ONNX-based Transformer models for text embeddings within the Spring AI framework
Practical examples of using Spring AI Transformers in real applications.
Build a semantic search engine that finds documents by meaning, not just keywords.
import org.springframework.ai.transformers.TransformersEmbeddingModel;
import org.springframework.stereotype.Service;
import java.util.*;
import java.util.stream.Collectors;
@Service
public class SemanticSearchService {
private final TransformersEmbeddingModel model;
private final Map<String, float[]> documentEmbeddings;
private final Map<String, String> documents;
public SemanticSearchService(TransformersEmbeddingModel model) {
this.model = model;
this.documentEmbeddings = new HashMap<>();
this.documents = new HashMap<>();
}
// Index documents
public void indexDocuments(Map<String, String> docs) {
List<String> texts = new ArrayList<>(docs.values());
List<float[]> embeddings = model.embed(texts);
int i = 0;
for (Map.Entry<String, String> entry : docs.entrySet()) {
String id = entry.getKey();
documents.put(id, entry.getValue());
documentEmbeddings.put(id, embeddings.get(i++));
}
}
// Search by query
public List<SearchResult> search(String query, int topK) {
float[] queryEmbedding = model.embed(query);
List<SearchResult> results = new ArrayList<>();
for (Map.Entry<String, float[]> entry : documentEmbeddings.entrySet()) {
String id = entry.getKey();
float similarity = cosineSimilarity(queryEmbedding, entry.getValue());
results.add(new SearchResult(id, documents.get(id), similarity));
}
return results.stream()
.sorted(Comparator.comparing(SearchResult::similarity).reversed())
.limit(topK)
.collect(Collectors.toList());
}
private float cosineSimilarity(float[] a, float[] b) {
float dotProduct = 0f;
float normA = 0f;
float normB = 0f;
for (int i = 0; i < a.length; i++) {
dotProduct += a[i] * b[i];
normA += a[i] * a[i];
normB += b[i] * b[i];
}
return dotProduct / (float)(Math.sqrt(normA) * Math.sqrt(normB));
}
public record SearchResult(String id, String text, float similarity) {}
}Usage:
@RestController
@RequestMapping("/api/search")
public class SearchController {
private final SemanticSearchService searchService;
public SearchController(SemanticSearchService searchService) {
this.searchService = searchService;
}
@PostMapping("/index")
public void index(@RequestBody Map<String, String> documents) {
searchService.indexDocuments(documents);
}
@GetMapping
public List<SearchResult> search(
@RequestParam String query,
@RequestParam(defaultValue = "10") int topK) {
return searchService.search(query, topK);
}
}Group similar texts together using K-means clustering on embeddings.

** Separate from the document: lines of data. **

PR #3112, opened 2024-06-17
routing: log route update id

AlexanderYastrebov:
Add and log route update counter to observe delay between receiving and applying routes.

### DIFF
--- a/routing/datasource.go
+++ b/routing/datasource.go
@@ -511,6 +511,7 @@ func processRouteDefs(o Options, fr filters.Registry, defs []*eskip.Route) (rout
 }
 
 type routeTable struct {
+	id            int
 	m             *matcher
 	once          sync.Once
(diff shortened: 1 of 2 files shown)


routing/datasource.go
```diff
@@ -543,10 +544,10 @@ func receiveRouteMatcher(o Options, out chan<- *routeTable, quit <-chan struct{}
 		updatesRelay <-chan []*eskip.Route
 	)
 	updatesRelay = updates
-	for {
+	for id := 1; ; id++ {
```
RomanZavodskikh, line 547: Is is safe to use non-atomic increment here?

RomanZavodskikh: Ah, okay, there is no concurrent access to this variable. :-)

RomanZavodskikh:
:+1:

import org.springframework.ai.transformers.TransformersEmbeddingModel;
import org.springframework.stereotype.Service;
import java.util.*;
@Service
public class TextClusteringService {
private final TransformersEmbeddingModel model;
public TextClusteringService(TransformersEmbeddingModel model) {
this.model = model;
}
public Map<Integer, List<String>> cluster(List<String> texts, int numClusters) {
// Generate embeddings
List<float[]> embeddings = model.embed(texts);
// K-means clustering
List<float[]> centroids = initializeCentroids(embeddings, numClusters);
List<Integer> assignments = new ArrayList<>(Collections.nCopies(texts.size(), 0));
// Iterate until convergence
for (int iter = 0; iter < 100; iter++) {
boolean changed = false;
// Assign to nearest centroid
for (int i = 0; i < embeddings.size(); i++) {
int nearest = findNearestCentroid(embeddings.get(i), centroids);
if (assignments.get(i) != nearest) {
assignments.set(i, nearest);
changed = true;
}
}
if (!changed) break;
// Update centroids
updateCentroids(embeddings, assignments, centroids);
}
// Group texts by cluster
Map<Integer, List<String>> clusters = new HashMap<>();
for (int i = 0; i < numClusters; i++) {
clusters.put(i, new ArrayList<>());
}
for (int i = 0; i < texts.size(); i++) {
clusters.get(assignments.get(i)).add(texts.get(i));
}
return clusters;
}
private List<float[]> initializeCentroids(List<float[]> embeddings, int k) {
Random random = new Random();
List<float[]> centroids = new ArrayList<>();
Set<Integer> selected = new HashSet<>();
while (centroids.size() < k) {
int idx = random.nextInt(embeddings.size());
if (selected.add(idx)) {
centroids.add(embeddings.get(idx).clone());
}
}
return centroids;
}
private int findNearestCentroid(float[] embedding, List<float[]> centroids) {
int nearest = 0;
float minDist = Float.MAX_VALUE;
for (int i = 0; i < centroids.size(); i++) {
float dist = euclideanDistance(embedding, centroids.get(i));
if (dist < minDist) {
minDist = dist;
nearest = i;
}
}
return nearest;
}
private void updateCentroids(
List<float[]> embeddings,
List<Integer> assignments,
List<float[]> centroids) {
int dims = embeddings.get(0).length;
for (int k = 0; k < centroids.length; k++) {
float[] sum = new float[dims];
int count = 0;
for (int i = 0; i < embeddings.size(); i++) {
if (assignments.get(i) == k) {
for (int d = 0; d < dims; d++) {
sum[d] += embeddings.get(i)[d];
}
count++;
}
}
if (count > 0) {
for (int d = 0; d < dims; d++) {
centroids.get(k)[d] = sum[d] / count;
}
}
}
}
private float euclideanDistance(float[] a, float[] b) {
float sum = 0;
for (int i = 0; i < a.length; i++) {
float diff = a[i] - b[i];
sum += diff * diff;
}
return (float) Math.sqrt(sum);
}
}Find and remove duplicate or near-duplicate texts.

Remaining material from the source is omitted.